Watchmakers use a variety of styles of tweezers for different applications. Watchmaker’s tweezers are usually very small and have a extremely sharp points for picking up watch components and moving watch parts around – the smallest pointed tweezers are designed to position watch parts, not bend and shape them. Here is a guide to tweezers styles and what they’re made of and the best use for them.

Standard tips are used in high precision work including assembling under a microscope. These tweezers are often used in watch and jewelry making.
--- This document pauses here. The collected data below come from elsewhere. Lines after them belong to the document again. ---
PR #484, opened 2019-04-29
Cuddly dormouse: componentize collection lists

modernserf:
## Links
* Remix link: https://cuddly-dormouse.glitch.me
* Manuscript link: https://glitch.manuscript.com/f/cases/3328387/

## GIF/Screenshots
Team with empty collections https://cuddly-dormouse.glitch.me/@community
Screen Shot 2019-04-29 at 5 44 39 PM

Team has collections https://cuddly-dormouse.glitch.me/@glitch
Screen Shot 2019-04-29 at 5 45 07 PM

More from collection curator https://cuddly-dormouse.glitch.me/@glitch/glitch-this-week-april-24-2019
Screen Shot 2019-04-29 at 5 45 24 PM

Electronic or industrial tips are designed for work that does not require high precision. All tips are hand finished and this may result in some slight variation in size.

Tweezers tip styles

Style #1

Strong, fine pointed tips with tapered shanks. Finer than #2. Used for finer general work.

Style #2

Strong long tips with flat edges. Ideal for handing most parts.

Style #2A

Flat rounded tips. For holding large parts and removing watch plates/bridges.

Style #3

Thin tips with beveled edges. Used for very fine work on anti-shock springs, some balance spring work and other very fine parts.

Style #3C

Type 3 short, thin tips. Used for very fine work similar to #3

Style #4

Very thin tips. Stronger than #5. Indented shank, ideal for hairspring work.

Style #5

Super thin tips. Used for hairspring work and other fine work. Narrower than #4

Style #5A

Oblique tips. To work under a microscope

Style #6

Thin hooked tips. Used for wire-wrapping, forming, and bending. Provide a lot of power and are extremely sturdy.

Style #7

Curved and thin tips. Similar to #1. The curve allows the hand to rest on the bench while working.

Style #AA

Strong tips. General purpose

Style #AM

Strong tips. General purpose. Antimagnetic

Style #MM

Strong tips. General purpose

Style #H

Triangle tips, short shanks for wire bending, hairspring adjusting.

Style #15A

To cut various copper wires, parallel cutting edges

Metal types used in tweezers

Carbon steel

Carbon steel is an extremely hard alloy. Ensures strong tips but it will easily rust. This alloy is magnetic and cannot be sterilized

Inox 02

Inox 02 is a standard magnetic stainless steel. It is not as hard as carbon steel because it contains chromium. Inox 02 will resist temperatures of around 400°C but cannot be sterilized.

Antimagnetic

Antimagnetic offers a good resistance to corrosion thanks to its high concentration of molybdenum and is 80% antimagnetic but is not as hard as Inox. Antimagnetic is resistant up to temperatures of around 400°C and is suitable for autoclave sterilization at 270°C.

Titanium

Titanium is totally resistant to corrosion from nitric acid, chloride, salt water, and the like. This alloy is not as hard as Inox 08 but is 40% lighter and more flexible. Titanium is I00% antimagnetic and resistant up to temperatures of around 430°C.

Dumostar

Dumostar is more elastic and more resistant to corrosion than the best stainless steels. It is also perfectly compatible with human tissues and is resistant to mineral and organic acids as well to salt. Although slightly more expensive than other alloys, Dumostar is 100% antimagnetic and is resistant to sterilization temperatures of up to 500°C. This is the most cost effective and appropriate alloy for laboratory use.

Brass

This alloy is 100% antimagnetic and is widely used for handling delicate components, especially in watch-making.